_WORK ORDER_
Your answer should be the exact lines of the data below from the one containing "2. go-peerstream" through the one containing "Closing this, we're"; please include nothing else.

_EXERCISE MATERIAL_
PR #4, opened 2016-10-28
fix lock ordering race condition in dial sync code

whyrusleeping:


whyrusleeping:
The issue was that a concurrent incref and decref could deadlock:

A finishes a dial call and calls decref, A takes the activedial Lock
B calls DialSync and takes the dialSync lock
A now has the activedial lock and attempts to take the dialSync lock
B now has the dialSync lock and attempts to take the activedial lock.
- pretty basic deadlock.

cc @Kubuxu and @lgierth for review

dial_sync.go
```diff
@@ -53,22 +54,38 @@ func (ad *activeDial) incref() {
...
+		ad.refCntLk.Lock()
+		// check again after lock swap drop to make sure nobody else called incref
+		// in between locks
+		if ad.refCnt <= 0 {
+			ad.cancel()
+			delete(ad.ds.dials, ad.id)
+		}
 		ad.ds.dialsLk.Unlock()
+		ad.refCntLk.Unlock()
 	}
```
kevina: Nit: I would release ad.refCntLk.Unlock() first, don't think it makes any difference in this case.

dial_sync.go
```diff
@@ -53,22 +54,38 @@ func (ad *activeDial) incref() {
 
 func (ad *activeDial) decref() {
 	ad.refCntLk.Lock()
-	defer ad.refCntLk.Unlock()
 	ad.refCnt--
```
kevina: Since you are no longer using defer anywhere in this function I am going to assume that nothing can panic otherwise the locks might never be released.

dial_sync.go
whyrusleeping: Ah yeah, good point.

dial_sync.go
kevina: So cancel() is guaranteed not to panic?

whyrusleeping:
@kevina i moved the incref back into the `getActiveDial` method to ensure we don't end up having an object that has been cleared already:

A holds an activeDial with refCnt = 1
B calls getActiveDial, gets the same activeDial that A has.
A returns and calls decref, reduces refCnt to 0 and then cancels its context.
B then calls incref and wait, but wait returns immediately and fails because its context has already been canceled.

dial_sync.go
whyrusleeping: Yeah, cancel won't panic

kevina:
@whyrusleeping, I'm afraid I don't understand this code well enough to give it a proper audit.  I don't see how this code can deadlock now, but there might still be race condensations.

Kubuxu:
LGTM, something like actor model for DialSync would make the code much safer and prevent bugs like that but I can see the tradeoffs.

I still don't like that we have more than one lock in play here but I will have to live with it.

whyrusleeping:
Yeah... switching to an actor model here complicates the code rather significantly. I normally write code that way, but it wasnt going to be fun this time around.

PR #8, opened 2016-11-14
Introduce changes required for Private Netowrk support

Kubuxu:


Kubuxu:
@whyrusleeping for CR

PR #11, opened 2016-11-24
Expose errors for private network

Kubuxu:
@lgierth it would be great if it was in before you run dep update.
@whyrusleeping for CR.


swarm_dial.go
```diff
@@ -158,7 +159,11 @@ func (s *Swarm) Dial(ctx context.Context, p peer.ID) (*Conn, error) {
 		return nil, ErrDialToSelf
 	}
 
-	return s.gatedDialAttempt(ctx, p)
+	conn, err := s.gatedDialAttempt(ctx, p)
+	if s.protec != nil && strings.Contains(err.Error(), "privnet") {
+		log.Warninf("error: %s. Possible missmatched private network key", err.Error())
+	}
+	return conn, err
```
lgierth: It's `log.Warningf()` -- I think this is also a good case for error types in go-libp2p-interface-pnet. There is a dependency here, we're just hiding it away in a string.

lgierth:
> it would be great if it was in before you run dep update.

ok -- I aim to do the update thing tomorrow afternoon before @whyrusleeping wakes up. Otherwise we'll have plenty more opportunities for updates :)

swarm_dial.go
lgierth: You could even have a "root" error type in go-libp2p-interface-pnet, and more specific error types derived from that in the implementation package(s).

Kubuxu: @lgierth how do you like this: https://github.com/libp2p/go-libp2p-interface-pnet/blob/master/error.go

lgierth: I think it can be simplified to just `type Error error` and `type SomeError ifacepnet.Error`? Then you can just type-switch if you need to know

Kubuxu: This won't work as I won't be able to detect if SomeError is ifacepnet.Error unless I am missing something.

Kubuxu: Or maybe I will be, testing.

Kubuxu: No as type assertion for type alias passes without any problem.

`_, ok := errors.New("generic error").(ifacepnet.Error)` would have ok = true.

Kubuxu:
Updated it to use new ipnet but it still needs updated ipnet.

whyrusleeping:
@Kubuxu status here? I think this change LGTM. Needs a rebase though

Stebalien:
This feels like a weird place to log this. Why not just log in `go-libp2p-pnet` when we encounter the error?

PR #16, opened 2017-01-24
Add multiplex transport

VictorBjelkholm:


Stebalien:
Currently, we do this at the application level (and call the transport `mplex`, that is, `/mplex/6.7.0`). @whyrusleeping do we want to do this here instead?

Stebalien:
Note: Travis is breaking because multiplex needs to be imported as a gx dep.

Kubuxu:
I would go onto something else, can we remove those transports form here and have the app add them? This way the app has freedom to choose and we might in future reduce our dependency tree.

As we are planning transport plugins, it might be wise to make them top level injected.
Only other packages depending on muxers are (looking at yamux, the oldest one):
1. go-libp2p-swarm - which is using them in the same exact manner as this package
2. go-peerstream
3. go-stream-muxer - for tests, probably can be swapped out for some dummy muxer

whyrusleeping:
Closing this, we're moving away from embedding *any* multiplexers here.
==
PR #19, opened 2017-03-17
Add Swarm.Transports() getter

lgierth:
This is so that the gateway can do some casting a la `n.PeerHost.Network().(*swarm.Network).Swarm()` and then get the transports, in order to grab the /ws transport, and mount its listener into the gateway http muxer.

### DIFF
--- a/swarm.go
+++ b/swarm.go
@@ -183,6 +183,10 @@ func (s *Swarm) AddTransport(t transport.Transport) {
--
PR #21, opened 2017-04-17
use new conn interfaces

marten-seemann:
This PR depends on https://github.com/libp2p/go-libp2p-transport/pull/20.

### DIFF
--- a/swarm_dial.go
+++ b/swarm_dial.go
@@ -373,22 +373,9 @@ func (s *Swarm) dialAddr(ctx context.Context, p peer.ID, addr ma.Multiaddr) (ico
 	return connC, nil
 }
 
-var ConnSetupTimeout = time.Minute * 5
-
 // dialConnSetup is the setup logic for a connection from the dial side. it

_EXERCISE SOLUTION_
2. go-peerstream
3. go-stream-muxer - for tests, probably can be swapped out for some dummy muxer

whyrusleeping:
Closing this, we're moving away from embedding *any* multiplexers here.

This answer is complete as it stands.